*WHAT NEEDS TO BE DONE*. Report each line of the entries that includes "false" by copying it.

*PROVIDED ENTRIES*.
------------------------------

PR #14567, opened 2019-01-10
Add hooks support to ReactShallowRenderer

trueadm:
This PR adds React Hooks support to React's test Shallow Renderer. The implementation is mostly based on the ReactDOMServer hooks dispatcher implementation, with a few tweaks to account for the fact that shallow renderer instances do not share state. The ReactDOMServer implementation can be found here:

https://github.com/facebook/react/blob/master/packages/react-dom/src/server/ReactPartialRendererHooks.js#L340-L354

I've added a selection of tests too that confirm the expected behaviour works as intended.


packages/react-test-renderer/src/ReactShallowRenderer.js
```diff
@@ -99,6 +118,259 @@ class ReactShallowRenderer {
     this._rendering = false;
     this._forcedUpdate = false;
     this._updater = new Updater(this);
+    if (enableHooks) {
+      this._dispatcher = ReactCurrentDispatcher.current = this._createDispatcher();
```
bvaughn: nit: Should we only set the `ReactCurrentDispatcher.current` to a non-null dispatcher when actually rendering? Not sure if this is strictly necessary, but it seems more semantically correct (and is more inline with other renderers).

packages/react-test-renderer/src/ReactShallowRenderer.js
```diff
@@ -99,6 +118,259 @@ class ReactShallowRenderer {
...
+        this._validateCurrentlyRenderingComponent();
+        return readContext(context);
+      },
+      useEffect: noOp,
+      useImperativeMethods: noOp,
+      useLayoutEffect: noOp,
+      useMemo,
+      useReducer,
+      useRef,
+      useState,
```
bvaughn: Needs `useDebugValue` (noop)

packages/react-test-renderer/src/ReactShallowRenderer.js
```diff
@@ -99,6 +118,259 @@ class ReactShallowRenderer {
...
+      } else {
+        return previousRef;
+      }
+    };
+
+    const readContext = <T>(
+      context: ReactContext<T>,
+      observedBits: void | number | boolean,
+    ): T => {
+      return context._currentValue;
```
bvaughn: The partial renderer impl varies from yours:
```js
function readContext<T>(
  context: ReactContext<T>,
): T {
  let threadID = currentThreadID;
  validateContextBounds(context, threadID);
  return context[threadID];
}
```

Not sure of this reason for this. Is it a mistake?

packages/react-test-renderer/src/ReactShallowRenderer.js
```diff
@@ -99,6 +118,259 @@ class ReactShallowRenderer {
...
+  }
+
+  _validateCurrentlyRenderingComponent() {
+    invariant(
+      this._currentlyRenderingComponent !== null,
+      'Hooks can only be called inside the body of a function component.',
+    );
+  }
+
+  _createDispatcher() {
```
bvaughn: We'll want to add a return type of `typeof Dispatcher` to this one #14599 is merged

packages/react-test-renderer/src/ReactShallowRenderer.js
trueadm: We use threads on the SSR version, but I believed we didn't for the DOM version. I'll take another look at this.

gaearon: I don't think this will be relevant to shallow.

bvaughn: Agreed. Just didn't have any context on the SSR case for this and wanted verification that it wouldn't cause any unforeseen trouble here.

gaearon:
Seems like this leaks state if you render different component types one after another.

```js
  it('should not leak state when component type changes', () => {
    function SomeComponent({defaultName}) {
      const [name] = React.useState(defaultName);

      return (
        <div>
          <p>
            Your name is: <span>{name}</span>
          </p>
        </div>
      );
    }

    function SomeOtherComponent({defaultName}) {
      const [name] = React.useState(defaultName);

      return (
        <div>
          <p>
            Your name is: <span>{name}</span>
          </p>
        </div>
      );
    }

    let result = shallowRenderer.render(
      <SomeComponent defaultName={'Dominic'} />,
    );
    expect(result).toEqual(
      <div>
        <p>
          Your name is: <span>Dominic</span>
        </p>
      </div>,
    );

    result = shallowRenderer.render(
      <SomeOtherComponent defaultName={'Dan'} />,
    );
    expect(result).toEqual(
      <div>
        <p>
          Your name is: <span>Dan</span>
        </p>
      </div>,
    );
  });
```

gaearon:
Another failing test. Seems like updating state on render only works once? Then it goes into an infinite loop. But I think it should have stabilized.

```js
  it('should repeat rendering until state stabilizes', () => {
    function SomeComponent({defaultName}) {
      const [name, updateName] = React.useState(defaultName);

      if (name !== 'Dan') {
        updateName('Dan');
      }

      if (name === 'Dan') {
        updateName('Andrew');
      }

      return (
        <div>
          <p>
            Your name is: <span>{name}</span>
          </p>
        </div>
      );
    }

    const result = shallowRenderer.render(
      <SomeComponent defaultName={'Dominic'} />,
    );

    expect(result).toEqual(
      <div>
        <p>
          Your name is: <span>Andrew</span>
        </p>
      </div>,
    );
  });
```

packages/react-test-renderer/src/ReactShallowRenderer.js
Kovensky: This sounds like a race condition to me 😓

trueadm:
I've made all the relevant changes, plus added Flow to the file. I wasn't sure about applying #14569 as per @gaearon's feedback above. The server side partial renderer doesn't have the same logic applied to it, so maybe I'll wait on feedback from @acdlite as to if we need it here too.

packages/react-test-renderer/src/ReactShallowRenderer.js
```diff
@@ -99,6 +187,288 @@ class ReactShallowRenderer {
...
+
+    const useMemo = <T>(
+      nextCreate: () => T,
+      inputs: Array<mixed> | void | null,
+    ): T => {
+      this._validateCurrentlyRenderingComponent();
+      this._createWorkInProgressHook();
+
+      const nextInputs =
+        inputs !== undefined && inputs !== null ? inputs : [nextCreate];
```
gaearon: To match https://github.com/facebook/react/pull/14594, let's call them `deps` (not `inputs`) and make sure we use `null` rather than `[nextCreate]` in all cases. (That's what #14594 was about.)

trueadm: I can do that, but the reason I didn't was because #14594 didn't make that change to packages/react-dom/src/server/ReactPartialRendererHooks.js.

trueadm:
@gaearon I made that change but it broke things. I don't believe the same logic is meant to be here without changing the types for `areHookInputsEqual`. Given this function was already changed in #14599 to have these flow types, I believe this to be intentional. I've made the input -> deps rename though.

packages/react-test-renderer/src/ReactShallowRenderer.js
bvaughn: > This sounds like a race condition to me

------------------------------

*SOLUTION FOR THIS PROBLEM*.
     this._rendering = false;
     this._forcedUpdate = false;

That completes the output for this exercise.